▶ _TO DO_: Below is some data. Retype exactly the lines starting at the one with "This controller was" and ending at the one with "- IIIF Search".

════════════════

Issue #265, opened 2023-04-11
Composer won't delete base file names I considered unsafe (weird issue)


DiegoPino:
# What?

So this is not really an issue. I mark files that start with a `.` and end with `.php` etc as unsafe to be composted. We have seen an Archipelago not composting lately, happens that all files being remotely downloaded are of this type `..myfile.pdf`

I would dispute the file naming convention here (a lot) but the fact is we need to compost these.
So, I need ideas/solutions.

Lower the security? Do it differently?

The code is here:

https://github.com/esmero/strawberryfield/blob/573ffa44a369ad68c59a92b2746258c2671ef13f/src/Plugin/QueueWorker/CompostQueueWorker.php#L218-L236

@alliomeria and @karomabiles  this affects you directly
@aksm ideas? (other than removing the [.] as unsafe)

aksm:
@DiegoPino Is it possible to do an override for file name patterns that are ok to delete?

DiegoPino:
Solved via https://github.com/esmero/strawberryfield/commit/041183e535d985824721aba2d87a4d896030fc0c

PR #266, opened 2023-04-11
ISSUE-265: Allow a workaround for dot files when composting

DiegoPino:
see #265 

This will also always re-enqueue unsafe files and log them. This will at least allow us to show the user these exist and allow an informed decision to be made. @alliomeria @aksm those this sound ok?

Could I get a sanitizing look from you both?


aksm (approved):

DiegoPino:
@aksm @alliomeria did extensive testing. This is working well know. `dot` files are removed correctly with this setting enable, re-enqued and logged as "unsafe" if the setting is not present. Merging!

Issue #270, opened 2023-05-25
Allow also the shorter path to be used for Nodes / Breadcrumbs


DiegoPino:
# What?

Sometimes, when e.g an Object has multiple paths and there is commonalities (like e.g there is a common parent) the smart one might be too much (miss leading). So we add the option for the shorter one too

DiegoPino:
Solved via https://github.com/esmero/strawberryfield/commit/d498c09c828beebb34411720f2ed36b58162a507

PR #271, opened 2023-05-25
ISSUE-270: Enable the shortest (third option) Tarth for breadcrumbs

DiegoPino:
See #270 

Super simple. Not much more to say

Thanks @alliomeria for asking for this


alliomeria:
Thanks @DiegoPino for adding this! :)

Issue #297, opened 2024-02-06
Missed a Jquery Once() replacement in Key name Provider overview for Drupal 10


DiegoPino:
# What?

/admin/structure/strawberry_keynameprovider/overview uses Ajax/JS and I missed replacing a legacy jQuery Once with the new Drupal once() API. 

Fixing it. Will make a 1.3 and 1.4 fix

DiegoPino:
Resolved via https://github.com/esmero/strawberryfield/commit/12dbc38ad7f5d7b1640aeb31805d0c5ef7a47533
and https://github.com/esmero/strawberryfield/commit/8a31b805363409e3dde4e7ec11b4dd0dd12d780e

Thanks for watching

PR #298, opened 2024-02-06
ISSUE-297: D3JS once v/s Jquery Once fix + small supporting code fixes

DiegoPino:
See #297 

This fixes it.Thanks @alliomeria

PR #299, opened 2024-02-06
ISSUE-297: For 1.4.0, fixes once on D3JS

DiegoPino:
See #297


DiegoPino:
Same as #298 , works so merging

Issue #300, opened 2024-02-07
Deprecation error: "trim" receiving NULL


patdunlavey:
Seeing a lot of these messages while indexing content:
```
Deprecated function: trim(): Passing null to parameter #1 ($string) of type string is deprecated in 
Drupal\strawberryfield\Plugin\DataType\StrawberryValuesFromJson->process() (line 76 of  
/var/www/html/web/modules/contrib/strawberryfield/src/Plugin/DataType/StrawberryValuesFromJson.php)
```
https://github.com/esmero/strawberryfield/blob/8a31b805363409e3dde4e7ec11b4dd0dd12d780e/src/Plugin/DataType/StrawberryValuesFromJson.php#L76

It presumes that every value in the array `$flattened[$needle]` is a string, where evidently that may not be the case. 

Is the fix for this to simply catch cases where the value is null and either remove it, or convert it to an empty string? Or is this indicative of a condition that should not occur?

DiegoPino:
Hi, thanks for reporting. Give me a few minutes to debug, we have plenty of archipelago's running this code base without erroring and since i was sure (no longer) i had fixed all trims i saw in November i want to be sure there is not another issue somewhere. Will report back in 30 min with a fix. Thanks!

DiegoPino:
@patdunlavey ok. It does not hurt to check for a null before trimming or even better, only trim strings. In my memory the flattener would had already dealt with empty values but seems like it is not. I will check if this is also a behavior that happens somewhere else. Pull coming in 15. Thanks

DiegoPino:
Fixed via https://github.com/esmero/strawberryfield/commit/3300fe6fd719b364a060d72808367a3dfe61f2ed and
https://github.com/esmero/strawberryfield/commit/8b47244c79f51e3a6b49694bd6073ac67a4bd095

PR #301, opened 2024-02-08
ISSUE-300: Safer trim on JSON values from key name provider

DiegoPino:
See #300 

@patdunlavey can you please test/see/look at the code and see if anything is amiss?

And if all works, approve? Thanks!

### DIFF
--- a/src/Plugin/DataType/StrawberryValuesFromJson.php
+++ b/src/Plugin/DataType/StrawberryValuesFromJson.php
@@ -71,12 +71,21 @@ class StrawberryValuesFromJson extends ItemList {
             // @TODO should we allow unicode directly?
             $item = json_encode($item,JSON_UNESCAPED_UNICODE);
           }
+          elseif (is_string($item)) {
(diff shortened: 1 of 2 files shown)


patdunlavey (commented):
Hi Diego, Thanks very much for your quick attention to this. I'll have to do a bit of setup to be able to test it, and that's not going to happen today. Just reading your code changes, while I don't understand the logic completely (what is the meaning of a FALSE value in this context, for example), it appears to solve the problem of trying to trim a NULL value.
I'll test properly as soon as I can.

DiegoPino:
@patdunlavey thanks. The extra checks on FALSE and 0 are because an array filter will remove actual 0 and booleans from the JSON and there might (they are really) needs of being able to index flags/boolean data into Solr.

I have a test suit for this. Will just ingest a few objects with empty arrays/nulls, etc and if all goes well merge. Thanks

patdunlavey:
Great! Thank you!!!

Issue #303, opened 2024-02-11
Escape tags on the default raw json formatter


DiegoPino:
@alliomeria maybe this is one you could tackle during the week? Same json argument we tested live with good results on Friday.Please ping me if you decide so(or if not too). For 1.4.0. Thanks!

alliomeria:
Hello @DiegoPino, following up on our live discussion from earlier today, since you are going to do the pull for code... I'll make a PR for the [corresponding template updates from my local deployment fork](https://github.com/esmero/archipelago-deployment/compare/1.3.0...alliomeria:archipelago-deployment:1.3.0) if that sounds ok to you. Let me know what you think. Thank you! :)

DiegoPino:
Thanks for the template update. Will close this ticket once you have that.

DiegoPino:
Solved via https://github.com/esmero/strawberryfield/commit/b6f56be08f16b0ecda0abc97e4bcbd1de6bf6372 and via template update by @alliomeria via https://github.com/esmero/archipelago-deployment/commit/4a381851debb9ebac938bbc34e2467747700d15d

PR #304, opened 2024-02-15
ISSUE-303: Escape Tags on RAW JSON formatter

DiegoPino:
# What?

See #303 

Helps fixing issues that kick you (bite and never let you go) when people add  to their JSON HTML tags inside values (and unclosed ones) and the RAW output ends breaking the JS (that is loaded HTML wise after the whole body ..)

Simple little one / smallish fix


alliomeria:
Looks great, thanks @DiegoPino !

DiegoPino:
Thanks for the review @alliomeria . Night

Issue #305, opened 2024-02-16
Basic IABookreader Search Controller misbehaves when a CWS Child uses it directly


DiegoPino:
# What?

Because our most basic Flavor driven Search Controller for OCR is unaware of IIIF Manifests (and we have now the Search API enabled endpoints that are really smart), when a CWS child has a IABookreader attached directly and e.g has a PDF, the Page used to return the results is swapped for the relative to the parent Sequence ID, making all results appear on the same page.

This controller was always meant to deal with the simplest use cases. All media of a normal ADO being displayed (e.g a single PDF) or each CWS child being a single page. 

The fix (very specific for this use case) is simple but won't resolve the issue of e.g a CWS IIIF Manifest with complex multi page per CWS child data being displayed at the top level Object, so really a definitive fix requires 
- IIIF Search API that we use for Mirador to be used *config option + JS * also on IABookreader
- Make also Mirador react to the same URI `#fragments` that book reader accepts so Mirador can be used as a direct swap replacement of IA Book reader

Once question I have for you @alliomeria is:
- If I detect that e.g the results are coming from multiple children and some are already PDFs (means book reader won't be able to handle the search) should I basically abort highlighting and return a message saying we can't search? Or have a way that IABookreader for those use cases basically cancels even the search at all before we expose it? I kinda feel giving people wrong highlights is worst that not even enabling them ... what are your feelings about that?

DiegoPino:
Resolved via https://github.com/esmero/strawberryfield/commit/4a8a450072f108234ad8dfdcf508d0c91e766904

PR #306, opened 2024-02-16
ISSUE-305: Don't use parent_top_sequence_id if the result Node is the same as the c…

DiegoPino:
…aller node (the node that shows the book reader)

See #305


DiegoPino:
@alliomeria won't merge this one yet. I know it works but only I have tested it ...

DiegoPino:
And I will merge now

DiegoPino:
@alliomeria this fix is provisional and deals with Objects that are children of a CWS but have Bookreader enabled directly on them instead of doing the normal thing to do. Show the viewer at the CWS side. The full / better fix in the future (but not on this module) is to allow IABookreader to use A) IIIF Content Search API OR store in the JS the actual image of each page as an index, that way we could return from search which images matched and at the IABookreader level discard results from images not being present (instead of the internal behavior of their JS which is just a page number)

════════════════

▶ _RESPONSE AREA_:
This controller was always meant to deal with the simplest use cases. All media of a normal ADO being displayed (e.g a single PDF) or each CWS child being a single page. 

The fix (very specific for this use case) is simple but won't resolve the issue of e.g a CWS IIIF Manifest with complex multi page per CWS child data being displayed at the top level Object, so really a definitive fix requires 
- IIIF Search API that we use for Mirador to be used *config option + JS * also on IABookreader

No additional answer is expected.